Game: I Heart Geeks
Platform: DS
Publisher: CDV
Developer: SevenOne Intermedia
Genre: Jock beating puzzler
Release Date: Fall 2009
Why You Should Care: Plenty of rube goldberg puzzles, accurate physics
Why You Should Worry: Difficulty ramps up quickly, physics is a harsh mistress
Preview by: Brandon “Steam Engine” Cackowski-Schnell
It's a tale as old as time. A young lad moves to a new school, gets picked on and chased by jocks and then saved by geeks who employ him to create Rube Goldberg contraptions that are eventually used to take out the evil jocks. Ok, so maybe it's not that old but that is, in a nutshell, what you'll be doing on this upcoming puzzler.
Don't worry though, you won't just be let loose into an equipment room and have to take out the jocks all MacGyver style. Instead you work your way through puzzle after puzzle, each one with a set amount of equipment that has to be placed in the environment all to accomplish a specific goal such as popping balloons or delivering a tennis ball to a box. The puzzles all follow real world physics rules which can lead to some trial and error as physics doesn't always do what you want it to do.
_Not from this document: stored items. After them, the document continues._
PR #489, opened 2024-11-01
Fix: build each query response separately

kevinwcyu:
When multiple queries are run through the backend flow, it would re-use the same `queryRes` when building the response. This would cause earlier queries' responses to be prepended to subsequent queries' responses. See the next screenshot, where there are 2 queries and both of them have different aliases. In the panel you can see there are 3 series returned and each one is labeled with `alias2`.

before

With this PR, each query's response is built separately. Here is a screenshot of with the fix. There are now 2 series as expected and they and the alias is set correctly now.
after

Fixes 

### DIFF
--- a/pkg/opensearch/response_parser.go
+++ b/pkg/opensearch/response_parser.go
@@ -78,9 +78,6 @@ func (rp *responseParser) parseResponse() (*backend.QueryDataResponse, error) {
 		return result, nil
 	}
 
-	queryRes := backend.DataResponse{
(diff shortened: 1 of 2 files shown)


iwysiu (approved):

Lenormju:
We seem to have encountered this bug while migrating our Grafana to latest version (11.5.2).
Thanks @kevinwcyu for the report and the fix (included in the OpenSearch plugin release 2.21.1).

The puzzles are divided up into different types such as mechanical that use gears, pulleys and ramps and gases/fluids that use steam engines and water to meet your goals. Puzzles aren't timed, however, times are kept track of with the best times earning a spot on the leader board known as the Nobel Prize. Once you move through all of the puzzles within a certain section you'll have a boss battle of sorts where you use your contraption building skills to deal with whatever particular jock torments your guide through the section. These boss battles are timed requiring you to be quick on your feet but failure only leads to a restart of the level.
You'll use a combination of the stylus for selecting and placing objects and the DS's buttons for switching between top and bottom screens and rotating things like planks. Having to switch between screens makes item placement a bit confusing as at times it seems that you could select any item on the puzzle screen to work with but at others you can only work with whatever item is selected on the item selection screen. It's not terribly difficult to work with once you spend time with it, just confusing at first.
Puzzles ramp up in difficulty fairly quickly however there is a hit button you can use to show you where the currently selected item should go. In some cases the difficulty comes about from needing precise placement to ensure that the physics cooperates while in others thinking outside of the box will win the day. In one such puzzle, one steam engine, one heat source and one vertical pipe was provided to blow two balloons on opposite sides of the screen into scissors, popping the in the process. No combination of connecting the pipe to the steam engine could get both balloons popped so instead I placed the pipe horizontally above the steam engine so that when the steam traveled up it hit the pipe and then spread out along the length of the pipe eventually hitting the baloons and blowing them into the scissors. Now that's using your noggin!
Fans of contraption based puzzles will want to keep an eye on this one leading up to the game's release. The potential for maddening difficulty is there and I saw no indication of the "tongue in cheek" story boasted about in the press releases, but if you're looking for some physics based puzzle action, I Heart Geeks may fit the bill.